Try it -> Comb the records below for the string "sampled" and copy each line where it turns up.

===== Data for the task =====

PR #659, opened 2025-04-02
New catalog preview methods tail, sample, and random_sample

### LINKED ISSUE #549: Better support for viewing small amount of data beyond head() call
**Feature request**
Better support for viewing small part of data beyond head() call

I suggest:
`tail()`
`sample(n=)` : sample number of rows from a single partition
`random_sample(n=)` : sample number of rows randomly from the whole datasets

gitosaurus:
Add a few more preview methods to `lsdb.Catalog`, allowing a user to get a quick sense of what data is in the catalog.  New methods are:

```python
def tail(self, n: int = 5) -> npd.NestedFrame:
    """Returns a few rows of data from the end of the catalog for previewing purposes.
    """

def sample(self, partition_id: int, n: int = 5) -> npd.NestedFrame:
    """Returns a few randomly sampled rows from a given partition.
    """

def random_sample(self, n: int = 5) -> npd.NestedFrame:
    """Returns a few randomly sampled rows, like self.sample(),
       except that it randomly samples all partitions in order to
       fulfill the rows.
    """
```

Closes #549.

### DIFF
--- a/src/lsdb/catalog/dataset/healpix_dataset.py
+++ b/src/lsdb/catalog/dataset/healpix_dataset.py
@@ -287,6 +287,10 @@ class HealpixDataset(Dataset):
         partition = self._ddf.partitions[partition_id]
         # Get the count of rows in the partition.
         pixel_rows = len(partition)
+        if pixel_rows == 0:
+            fraction = 0.0
+            logging.debug("Zero rows in partition %d, returning empty", partition_id)
+            return partition._meta
         fraction = n / pixel_rows
         logging.debug("Getting %d / %d = %f", n, pixel_rows, fraction)
         return partition.sample(frac=fraction).compute()
--- a/src/lsdb/catalog/dataset/healpix_dataset.py
+++ b/src/lsdb/catalog/dataset/healpix_dataset.py
@@ -296,7 +296,16 @@ class HealpixDataset(Dataset):
             A pandas DataFrame with up to `n` rows of data.
         """
         dfs = []
-        row_counts = np.array(dask.compute(*[dp.shape[0].to_delayed() for dp in self._ddf.partitions]))
+        if self.hc_structure.catalog_info.total_rows > 0:
+            stats = self.hc_structure.per_pixel_statistics()
+            # These stats are one *row* per pixel.  The number of
+            # columns is permuted, with names like "colname:
+            # row_count".  We only need one representative column.
+            # Assume the first column is satisfactory.
+            rep_col = self.columns[0]
+            row_counts = stats[f"{rep_col}: row_count"].map(int)
+        else:
+            row_counts = np.array(dask.compute(*[dp.shape[0].to_delayed() for dp in self._ddf.partitions]))
         npartitions = len(row_counts)
         rows_per_partition = np.random.multinomial(n, row_counts / row_counts.sum())
         # With this breakdown, we randomly sample rows from each partition
--- a/src/lsdb/catalog/dataset/healpix_dataset.py
+++ b/src/lsdb/catalog/dataset/healpix_dataset.py
@@ -227,7 +227,7 @@ class HealpixDataset(Dataset):
             n (int): The number of desired rows.
 
         Returns:
-            A pandas DataFrame with up to `n` rows of data.
+            A NestedFrame with up to `n` rows of data.
         """
         dfs = []
         remaining_rows = n
@@ -249,7 +249,7 @@ class HealpixDataset(Dataset):
             n (int): The number of desired rows.
 
         Returns:
-            A pandas DataFrame with up to `n` rows of data.
+            A NestedFrame with up to `n` rows of data.
         """
         dfs = []
         remaining_rows = n
@@ -277,7 +277,7 @@ class HealpixDataset(Dataset):
         as in unit tests.
 
         Returns:
-            A pandas DataFrame with up to `n` rows of data.
+            A NestedFrame with up to `n` rows of data.
         """
         random.seed(seed)
         # Get the number of partitions so that we can range-check the input argument
@@ -309,7 +309,7 @@ class HealpixDataset(Dataset):
         as in unit tests.
 
         Returns:
-            A pandas DataFrame with up to `n` rows of data.
+            A NestedFrame with up to `n` rows of data.
         """
         random.seed(seed)
         dfs = []
--- a/src/lsdb/catalog/dataset/healpix_dataset.py
+++ b/src/lsdb/catalog/dataset/healpix_dataset.py
@@ -1,5 +1,7 @@
 from __future__ import annotations
 
+import logging
+import random
 import warnings
 from pathlib import Path
 from typing import Any, Callable, Iterable, Literal, Type, cast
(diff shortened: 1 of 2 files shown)


src/lsdb/catalog/dataset/healpix_dataset.py
```diff
@@ -240,6 +240,82 @@ def head(self, n: int = 5) -> npd.NestedFrame:
...
+        Args:
+            partition_id (int): the partition to sample.
+            n (int): the number of desired rows.
+
+        Returns:
+            A pandas DataFrame with up to `n` rows of data.
+        """
+        dfs = []
+        remaining_rows = n
+        partition = self._ddf.partitions[partition_id]
```
camposandro, line 277: Can we check that `partition_id` is not out of bounds?

src/lsdb/catalog/dataset/healpix_dataset.py
```diff
@@ -240,6 +240,82 @@ def head(self, n: int = 5) -> npd.NestedFrame:
...
+        # Get the count of rows in the partition.
+        pixel_rows = len(partition)
+        fraction = n / pixel_rows
+        print(f"Getting {n} / {pixel_rows} = {fraction}")
+        dfs.append(partition.sample(frac=fraction).compute())
+        if len(dfs) > 0:
+            return npd.NestedFrame(pd.concat(dfs))
```
camposandro, line 284: If we're loading samples from a single partition, we would only have a single data frame. Can we just return the result of the previous compute call?

src/lsdb/catalog/dataset/healpix_dataset.py
```diff
@@ -240,6 +240,82 @@ def head(self, n: int = 5) -> npd.NestedFrame:
...
+        return self._ddf._meta
+
+    def random_sample(self, n: int = 5) -> npd.NestedFrame:
```
camposandro, line 287: Should we allow setting a seed on the methods that call [Dask DDF sample](https://docs.dask.org/en/latest/generated/dask.dataframe.DataFrame.sample.html), for reproducibility purposes?

src/lsdb/catalog/dataset/healpix_dataset.py
```diff
@@ -240,6 +242,105 @@ def head(self, n: int = 5) -> npd.NestedFrame:
...
+            partition_id (int): the partition to sample.
+            n (int): the number of desired rows.
+            seed (int): random seed
+
+        The `seed` argument is passed directly to `random.seed` in order
+        to assist with creating predictable outputs when wanted, such
+        as in unit tests.
+
+        Returns:
+            A pandas DataFrame with up to `n` rows of data.
```
camposandro, line 280:
```suggestion
            A NestedFrame with up to `n` rows of data.
```

src/lsdb/catalog/dataset/healpix_dataset.py
```diff
@@ -240,6 +242,105 @@ def head(self, n: int = 5) -> npd.NestedFrame:
...
+        Args:
+            n (int): the number of desired rows.
+            seed (int): random seed
+
+        The `seed` argument is passed directly to `random.seed` in order
+        to assist with creating predictable outputs when wanted, such
+        as in unit tests.
+
+        Returns:
+            A pandas DataFrame with up to `n` rows of data.
```
camposandro, line 312:
```suggestion
            A NestedFrame with up to `n` rows of data.
```

src/lsdb/catalog/dataset/healpix_dataset.py
```diff
@@ -240,6 +242,105 @@ def head(self, n: int = 5) -> npd.NestedFrame:
...
         return self._ddf._meta
 
+    def tail(self, n: int = 5) -> npd.NestedFrame:
+        """Returns a few rows of data from the end of the catalog for previewing purposes.
+
+        Args:
+            n (int): The number of desired rows.
+
+        Returns:
+            A pandas DataFrame with up to `n` rows of data.
```
camposandro, line 252:
```suggestion
            A NestedFrame with up to `n` rows of data.
```

src/lsdb/catalog/dataset/healpix_dataset.py
```diff
@@ -219,13 +221,13 @@ def partitions(self):
...
     def head(self, n: int = 5) -> npd.NestedFrame:
-        """Returns a few rows of data for previewing purposes.
+        """Returns a few rows of initial data for previewing purposes.
 
         Args:
             n (int): The number of desired rows.
 
         Returns:
-            A pandas DataFrame with up to `n` of data.
+            A pandas DataFrame with up to `n` rows of data.
```
camposandro, line 230:
```suggestion
            A NestedFrame with up to `n` rows of data.
```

=====

Exercise answer ->
    """Returns a few randomly sampled rows from a given partition.
    """Returns a few randomly sampled rows, like self.sample(),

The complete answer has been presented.